A general system performance design space

Brian Whitworth and Adnan Ahmad. Copyright: CC-Att-SA-3 (Creative Commons Attribution-ShareAlike 3.0). See section "Exceptions" in the copyright terms below.

Figure 24.13: A general system performance design space

This space has active requirement that enhance opportunities (footnote 34) and passive ones that reduce risks (footnote 35), where taking opportunities is as important in performance as reducing risk (Pinto, 2002). Criteria weights vary by environment, so security is more important in threat environments and extendibility is better in opportunity environments (Whitworth et al, 2008). These performance criteria are general because they have no inherent contradictions, e.g. a bullet-proof plexi-glass room can be secure but not private, while encrypted files can be private but not secure. Reliability provides services but security denies them (Jonsson, 1998), so a system can be reliable but insecure, unreliable but secure, unreliable and insecure or reliable and secure. Functionality needn’t deny usability (Borenstein and Thyberg, 1991) or connectivity privacy. Cross-cutting requirements (Moreira et al, 2002) can be reconciled by innovative design if they are logically modular, so one can get both.

24.2.9 Design tensions and innovations

A design tension is when satisfying one design requirement denies another. Applying different requirements to the same constituent gives a design tension, e.g. castle walls that protect against attacks but need a gate to receive supplies, or computers impenetrable to virus attacks that need plug-in software hooks.These contrasts are not anomalies, but built into the nature of systems.

Design tensions begin slack for new systems, but increase as performance improves. Eventually, like stretched rubber bands, the system becomes so "tight" that advancing one requirement can easily pull back another, or more than one. In the version 2 paradox, development effort spent improving a successful product can decrease its performance!

To expand a performance web, one can't just pull one corner, e.g. in 1992, Apple CEO Sculley introduced the hand held Newton, claiming that portable computing was the future. We now know he was right, yet in 1998 Apple dropped the line due to poor sales. The Newton’s small screen made data entry hard, i.e. the portability gain was nullified by a usability loss. Only when Palm’s Graffiti language improved handwriting recognition, did the personal digital assistant market revive. Sculley's innovation was only half the answer - the other half was resolving the usability problems created by increasing flexibility. Innovative design must meet specialist requirements and resolve design tensions.

24.2.10 Project development Constituent Code Requirement Analysis Testing




















Error recovery







Situation (Beta)








Legitimacy (footnote 36)


Table 24.7: Project development specializations by constituent

The days when programmers could list a system's functions then just code them are gone, if they ever existed. Today, design involves not only many specialties but also their interaction. A system development could involve up to eight specialists, with distinct requirements, analysis and testing (Table 7). Smaller systems might have four (actions, interactions, changes and interchanges), two (opportunities and risks) or just one (performance). Design tensions are reduced by agile methods, where specialists talk to each other and stakeholders, but system development also needs innovators, people to cut across specialist boundaries to resolve cross-cutting design tensions.
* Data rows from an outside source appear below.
PR #1185, opened 2026-07-23
feat(reasoning): generation-time thinking-token budget (force-close </think>)

raullenchai:
## What

Enforce a per-request **thinking** budget **at decode time** for text-parser reasoning families. Once the model has spent `reasoning_max_tokens` inside its `<think>…</think>` span, the next-token logits are OVERRIDDEN so the only sampleable token is the single `</think>` id — the model is forced to close the block and commit to its answer.

This is the mechanism three mature engines converge on; we copy their shape rather than invent one, expressed as an mlx-lm logits processor so it drops into the existing per-step decode loop with no decode-loop changes:

- **vLLM** `ThinkingBudgetStateHolder` (fills the end-token logit to a dominating value)
- **SGLang** `ReasonerGrammarObject` (THINKING → GENERATION phase machine)
- **mlx-vlm** `ThinkingBudgetCriteria` (MLX-native, ~40 LOC)

## Why (single mechanism, not two)

Before this PR the only reasoning cap was a **post-hoc char-count trim** in the postprocessor: it let the model keep burning compute for the full unbounded think span and only relabelled/injected `</think>` in the OUTPUT the client sees. That is a band-aid, not a budget.

This PR makes the generation-time force-close **authoritative** for models whose `</think>` is a single token, and **suppresses** the post-hoc trim for those requests so the two never both run. The XOR decision has one definition — `_effective_posthoc_reasoning_cap(...)` — shared by the streaming and non-streaming postprocessor sites, so it can never drift between the two paths.

## Template-derived seeding (not conversation content)

A reasoning template takes one of two shapes: it either PREFILLS `<think>` into the rendered prompt (counting starts at the first generated token) or the model EMITS `<think>` as a generated token (counting waits for that opener). Which shape applies is derived **here in the route, from the template's own rendered generation prefix** (`rendered_prompt_opens_think` checks the rstripped SUFFIX of `build_prompt(...)`), never from raw conversation content — so a `<think>` a user typed earlier cannot mis-seed the budget. Either way the span-opening opener is free, so a `budget == 0` request closes to a well-formed `<think></think>`.

## Guards (copied from upstream)

- **Never force a reasoning-end that cannot occur** (vLLM #39130): a request whose thinking is not DEFINITIVELY on (`_effective_enable_thinking(...)` resolves to `True`, mirroring `apply_chat_template`) never builds a budget processor.
- **Identify `</think>` by TOKEN ID**, single-special-token only — reuses the exact `resolve_reasoning_sentinels` gate the tool-grammar path uses. A family whose `</think>` splits into ordinary bytes (channel-routed gpt-oss / harmony) opts out to the post-hoc cap; a tracked follow-up covers them.
- **Never inject `</think>` mid tool-call** (vLLM #44676): **tool** requests opt out; the post-hoc cap owns them until a follow-up wires SGLang's `think_excluded_tokens` so budget + tools can coexist.
- **Render failure keeps the budget enforced**: if `build_prompt` can't render (e.g. an MLLM engine), `build_budget_from_render` installs NO processor and RETAINS the post-hoc cap — never a non-seeded processor that would silently suppress the cap yet never fire.
- **Stop-sequence conflict opts out** (this round): a request that lists `</think>` (or an overlapping substring) in `stop` declines the generation-time budget (`reasoning_stop_conflicts`). Forcing `</think>` would trip that client stop AT the reasoning boundary and truncate reasoning before the answer; the model's reasoning end is a template-internal boundary, not a user stop. The post-hoc cap (which appends `</think>` to the FINAL text, not through the decode-time stop matcher) still enforces the budget — so budget + `stop=["</think>"]` behaves EXACTLY as pre-PR, no feature-introduced regression.

## Scheduler desync fix (found via live pilot)

A budget processor is a per-request logits processor with the **same positional-list desync exposure as a grammar**. Discovered on a live qwen3-0.6b pilot: a plain greedy request *preceding* a budget request left the budget **inert** — mlx-lm's positional `logits_processors` list dropped it when the no-processor request finished, so `</think>` was never forced and reasoning ran unbounded.

Fix mirrors the proven grammar path: a live budget uid now ALSO arms `_realign_grammar_logits_processors`, which rebuilds every slot from the authoritative `uid_to_request_processors` each tick, plus a tombstone so a finished budget uid stays armed for the scrubbing tick. Penalty-only uids still don't arm it (perf).

## Real-hardware proof (qwen3-0.6b-4bit)

| scenario | reasoning | answer |
|---|---|---|
| `budget=8`, no stop | ~20 chars (~8 tok) then FORCED `</think>` | complete answer (234 chars) ✅ |
| `budget=200`, no stop | 638 chars (finished under budget) | complete answer (269 chars) ✅ |
| **regression:** budget req after a prior no-budget req | bounded | ✅ (was unbounded before the desync fix) |
| `budget=200` + `stop=["</think>"]` | post-hoc cap (fix); == pre-PR | reasoning-only per user stop, no crash ✅ |
| `enable_thinking=false` + budget | — | never forces (guard) ✅ |
| no budget | unbounded | full answer ✅ |

Server log confirms the decode-time force: `reasoning budget spent (N think tokens) — forcing </think> (id=151668) at decode time`.

## Tests

- `test_reasoning_budget_generation.py` — 29 tests: processor phase-machine, force OVERRIDE dominates a prior `-inf` at `</think>`, 2-D batched shape preservation, repeated-opener-counts-toward-budget, template-derived seeding (incl. immunity to a user-typed marker), render-failure fallback, stop-conflict opt-out, `_effective_posthoc_reasoning_cap` selector.
- `test_grammar_scheduler_realign_558.py` — 24 tests: budget-uid desync repair, tombstone-until-scrubbed, leaked-budget-processor scrubbed from a foreign slot then flushed, arming by a budget uid alone.

No version bump (batched separately per release SOP).

---

### Update (codex convergence, round 8)

Three further hardening items, all with new tests + a fresh real-hardware pilot:

- **Cloud-safe placement** — the budget is now built by `_build_reasoning_budget_processor(...)`, called only once the request is committed to LOCAL generation (past the cloud-offload decision). A cloud-routed request neither installs the processor nor has its post-hoc cap suppressed. The 95-line inline block became one call site + a documented helper.
- **Seeding from the TEMPLATE delta, not the whole prompt** — `_template_generation_prefix` re-renders with the last message's content replaced by an opaque sentinel and inspects only what the template appends *after* it. A `<think>` a user typed can no longer reach the seed decision even on a template that appends no assistant prefix (the previous whole-suffix check assumed one always exists). Immunity is now a property, not an assumption.
- **Out-of-range `</think>` guard** — if a tokenizer/model vocab mismatch put `</think>` beyond the logits width, the force step now DISABLES the budget (graceful unbounded reasoning) instead of masking to an all-`-inf` row.

Also relocated the whole block after `enforce_context_length_for_messages` so an oversized request is rejected before any budget render (perf, invalid requests).

**Tests:** `test_reasoning_budget_generation.py` now 40 (added template-delta seeding + immunity, route-builder gates, out-of-range guard); `test_grammar_scheduler_realign_558.py` 24. Both green.

**Real-hardware pilot (qwen3-0.6b-4bit), post-refactor:** budget=8 (explicit & default thinking) → ~8-token reasoning + complete answer; budget=200 no-stop → bounded + answer; budget=200 + `stop=["</think>"]` → post-hoc opt-out; user message ending in `<think>` → still correctly bounded (no mis-seed); no-budget → unbounded. 0 errors.

---

### Update (codex convergence, rounds 9–15)

Further hardening; every item has new tests + a fresh real-hardware pilot (now qwen3.5-4b-4bit). Supersedes stale details above (seeding is no longer a suffix heuristic; test counts updated).

**Exact template-derived seeding (R10).** The template's generation prefix is isolated by rendering the prompt TWICE — `build_prompt(add_generation_prompt=True)` minus `build_prompt(add_generation_prompt=False)` — and taking the string delta. That delta is precisely the text the chat template appends after the conversation, immune to any `<think>` in user content (it is present in both renders and cancels). Replaces the earlier sentinel/suffix heuristic. `add_generation_prompt` is now threaded through `apply_chat_template` and every engine `build_prompt`.

**Tri-state seed parse (R12).** The isolated delta is classified `open` (unclosed `<think>` → seeded, count from token 0), `emit` (no marker → model emits the opener, count after it), or `ambiguous` (closed pair / stray marker / no parser → DECLINE, keep the post-hoc cap).

**Weight-derived output-head width, no fallbacks (R11/R12/R14/R15).** A processor installs only when the `</think>` id is verified `< the model's real logits width`, read from the lm-head (untied) or tied-embedding **weight rows**. Because `logits = head(hidden)` ⇒ `logits.shape[-1] == head.weight.shape[0]`, the build-time bounds check and the decode-time force validate `</think>` against the **identical** width — so the decode-time out-of-range guard in `_force_distribution` is **provably unreachable** for any installed processor, sound for both the streaming and non-streaming paths (the decision is fixed at build time). Two fallbacks were rejected as unsound because each can exceed the true head width, admitting an out-of-range force id (suppressing the post-hoc cap) only for the decode guard to then disable the budget → silently unenforced: `len(tokenizer)` (**R14** — counts added specials, so `</think>` is always within it, a vacuous check) and declared `config.vocab_size` (**R15** — a padded/over-declared vocab can exceed the real head width, the exact mismatch that would trip the guard). When the head weight is not inspectable → DECLINE (keep the post-hoc cap; R11). Every current text reasoning family (qwen3 tied embed, gpt-oss/llama untied `lm_head`) resolves via the weight, verified on the qwen3.5-4b pilot.

**Full stop-overlap opt-out (R13).** `reasoning_stop_conflicts` now flags a `stop` that overlaps the forced `</think>` on ANY of the four ways two strings can collide at the `…R</think>A…` boundary: stop⊂marker, marker⊂stop, stop-suffix==marker-prefix, stop-prefix==marker-suffix. Previously only one cross-boundary side was caught, so `stop=["</think>A"]` / `["x</think>y"]` slipped through.

**start_id bounds symmetric with end_id (R13).** A non-seeded processor force-masks the OPEN id too; an out-of-range `start_id` can never match a sampled token, so the budget would silently never fire — the builder now bounds-checks `start_id` and declines when it is out of range.

**Mask released on span close (R14).** The cached full-vocab OVERRIDE row is dropped the moment `</think>` is observed (the processor is inert thereafter), instead of pinned through the whole answer — reclaims a few hundred KB per concurrent budgeted request.

**Log after the guard (R13).** The one-shot "forcing `</think>`" success log now emits only after the out-of-range check passes, so a disabled budget never prints a false success line followed by its disable warning.

**Deferred (documented).** codex flagged that `_template_generation_prefix` renders the prompt twice at admission, on top of the generation render. Deferred: the double render is admission-time only, on the minority of budgeted requests, and threading the `full` render into the generation path touches the hot generate loop for marginal gain. Tracked for a follow-up.

**Tests.** `test_reasoning_budget_generation.py` now 58 (added: two-render forwarding through `apply_chat_template` + batched engine, tri-state seed parse, weight-derived head width, decline-when-only-`len(tokenizer)` and decline-on-config-only, 4-condition stop-overlap both sides, start-id-out-of-range decline, mask-released-on-close, log-after-guard). `test_grammar_scheduler_realign_558.py` 25. Both green.

**Real-hardware re-verify (qwen3.5-4b-4bit).** `17*24` at `budget=16` → 26 reasoning tokens, forced `</think>`, answer `408`, `finish=stop`, no marker leak; `budget=400` → 170 reasoning tokens, `408`. A control (thinking on, no budget) uses 1568 reasoning tokens + full answer with `finish=stop`, confirming the budget only BOUNDS reasoning and never corrupts output. Reasoning stays at or below the budget at every level (16→26, 32→46, 256→317, 400→391 forced / 170 natural-close), and no case leaked `<think>`/`</think>` into visible content.

**CI note.** Local `full_unit` and `stress_e2e_bench` cannot run in this environment (disk full — the suite's Qwen3-Coder tokenizer and the 35 GB matrix models cannot be fetched); both are covered by GitHub CI, where `tests`, `test-apple-silicon`, `test-matrix (3.10/3.11/3.12)`, `type-check`, `lint`, and `validate` are all green on this commit.

**codex verdict: MERGE-SAFE (round 16)** — no blocking findings. Three nits surfaced; disposition: **took** the silent-`except` observability nit (a generation-prefix render failure now logs at debug with model context before falling back to the post-hoc cap). **Declined** two as low-value: the `embed_tokens.weight` tie-check nit (input embedding and output head share the vocab dimension `shape[0]` even when untied, so the *width* is robust regardless of tying — only an exotic asymmetric-vocab model would differ, and it is not a text reasoning LLM), and the forwarding-test-through-`build_prompt` nit (the end-to-end `add_generation_prompt` forwarding is already protected by the route-builder seed tests, which assert seeding from the two-render delta and would fail if the two renders collapsed to identical).

### DIFF
--- a/tests/test_grammar_scheduler_realign_558.py
+++ b/tests/test_grammar_scheduler_realign_558.py
@@ -13,7 +13,7 @@ the boot warmup fell back to free-form).
 from AUTHORITATIVE per-uid state: ``uid_to_request_processors`` holds the FULL
 processor list (grammar + penalties) for EVERY live uid that carries any
 processor — grammar AND penalty-only — so a bystander's penalties survive a
-length-desync rebuild (codex #3). A ``_known_grammar_processors`` identity set
+length-desync rebuild (codex #3). A ``_known_stateful_processors`` identity set
 (with tombstones for finished-but-still-leaked grammars) scrubs leaked grammars
 from untracked slots. These tests drive that method against a stand-in
 generation batch reproducing the desync shapes — no model needed.
@@ -41,34 +41,43 @@ def _make_scheduler_stub():
     stub = SimpleNamespace(
         uid_to_request_processors={},
         _uids_with_grammar=set(),
-        _known_grammar_processors=set(),
-        _grammar_processor_objs={},
-        _grammar_tombstones=set(),
+        _uids_with_reasoning_budget={},
+        _known_stateful_processors=set(),
+        _stateful_processor_objs={},
+        _stateful_tombstones=set(),
         batch_generator=None,
     )
     stub._realign_grammar_logits_processors = (
         Scheduler._realign_grammar_logits_processors.__get__(stub, type(stub))
     )
-    stub._flush_grammar_tombstones = Scheduler._flush_grammar_tombstones.__get__(
+    stub._flush_stateful_tombstones = Scheduler._flush_stateful_tombstones.__get__(
         stub, type(stub)
     )
     stub._forget_uid_grammar = Scheduler._forget_uid_grammar.__get__(stub, type(stub))
+    stub._realign_guard_armed = Scheduler._realign_guard_armed.__get__(stub, type(stub))
+    stub._register_uid_processors = Scheduler._register_uid_processors.__get__(
+        stub, type(stub)
+    )
     return stub
 
 
-def _register(stub, uid, processors, grammar=None):
-    """Mirror the scheduler's insert-time bookkeeping.
+def _register(stub, uid, processors, grammar=None, budget=None):
+    """Register a uid through the PRODUCTION bookkeeping helper.
 
-    ``grammar=None`` registers a penalty-only uid (tracked for desync repair but
-    not a grammar). A non-None ``grammar`` also registers its identity + arms
-    the guard, exactly like the scheduler insert site.
+    Delegates to ``Scheduler._register_uid_processors`` (the exact method the
+    admission path calls) rather than hand-reproducing its writes, so these
+    tests break if the real registration drops a grammar/budget arm or a penalty
+    list (codex NIT). ``grammar=None`` registers a penalty-only uid (tracked for
+    desync repair but not a grammar). A non-None ``grammar`` also registers its
+    identity + arms the guard. A non-None ``budget`` arms the guard for a
+    generation-time reasoning-budget processor AND registers its identity in the
+    same stateful set/tombstone machinery as grammar — a leaked force-close
+    processor must be scrubbed from a foreign slot exactly like a grammar (codex).
     """
-    if processors:
-        stub.uid_to_request_processors[uid] = list(processors)
-    if grammar is not None:
-        stub._uids_with_grammar.add(uid)
-        stub._known_grammar_processors.add(id(grammar))
-        stub._grammar_processor_objs[id(grammar)] = grammar
+    request = SimpleNamespace(reasoning_budget_logits_processor=budget)
+    stub._register_uid_processors(
+        uid, request, list(processors) if processors else None, grammar
+    )
 
 
 def test_realign_repairs_stale_leading_entry():
@@ -187,7 +196,7 @@ def test_realign_untracked_uid_with_no_processors_gets_empty_slot():
 def test_realign_scrubs_finished_grammar_via_tombstone():
     # codex #1: a grammar whose owning uid already FINISHED can still linger in
     # another slot. _forget_uid_grammar TOMBSTONES it (keeps it in
-    # _known_grammar_processors) so realign still scrubs it; only once it's
+    # _known_stateful_processors) so realign still scrubs it; only once it's
     # absent from every live slot is it fully forgotten.
     glp_live = object()
     glp_dead = object()  # finished owner, but leaked into uid 9's slot
@@ -196,10 +205,10 @@ def test_realign_scrubs_finished_grammar_via_tombstone():
     _register(stub, 8, [glp_dead], glp_dead)
     # uid 8 finishes: forget tombstones glp_dead (still known + scrubbable).
     stub._forget_uid_grammar(8)
-    assert id(glp_dead) in stub._known_grammar_processors, (
+    assert id(glp_dead) in stub._known_stateful_processors, (
         "must be tombstoned, not gone"
     )
-    assert id(glp_dead) in stub._grammar_tombstones
+    assert id(glp_dead) in stub._stateful_tombstones
     # A leaked slot still carries glp_dead at uid 9's (untracked) position.
     stub.batch_generator = _FakeBatchGen(
         uids=[7, 9], logits_processors=[[glp_live], [glp_dead]]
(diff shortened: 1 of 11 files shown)


SmoothSailingMusic:
This is awesome. Gemma 4 is a big time over thinker.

24.2.11 Discussion questions

Research selected questions from the list below. If you are reading this chapter as part of a class - either at university or a commercial course - you can research these questions in pairs and report back to the class, with reasons and examples.

  1. What three widespread computing expectations didn't happen? Why not? What three unexpected computing outcomes did happen? Why?

  2. What is a system requirement? How does it relate to system design? How do system requirements relate to performance? Or to system evaluation criteria? How can one specify or measure system performance if there are many factors?

  3. What is the basic idea of general systems theory? Why is it useful? Can a cell, your body, and the earth all be considered systems? Describe Lovelock’s Gaia Hypothesis. How does it link to both General Systems Theory and the recent film Avatar? Is every system contained within another system (environment)?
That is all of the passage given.